## Your goal
Your job is to return every line of the listing holding the string "size".

Available data below:

PR #87371, opened 2024-01-19
Replace error checks against `size` with `is_empty`

AThousandShips:
Replacing just the `size` -> `is_empty` here because those are the cases I feel improves readability, also fixes some unusual cases like `< 1` and `<= 0`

End of Available data.

## Result for this exercise
Replace error checks against `size` with `is_empty`
Replacing just the `size` -> `is_empty` here because those are the cases I feel improves readability, also fixes some unusual cases like `< 1` and `<= 0`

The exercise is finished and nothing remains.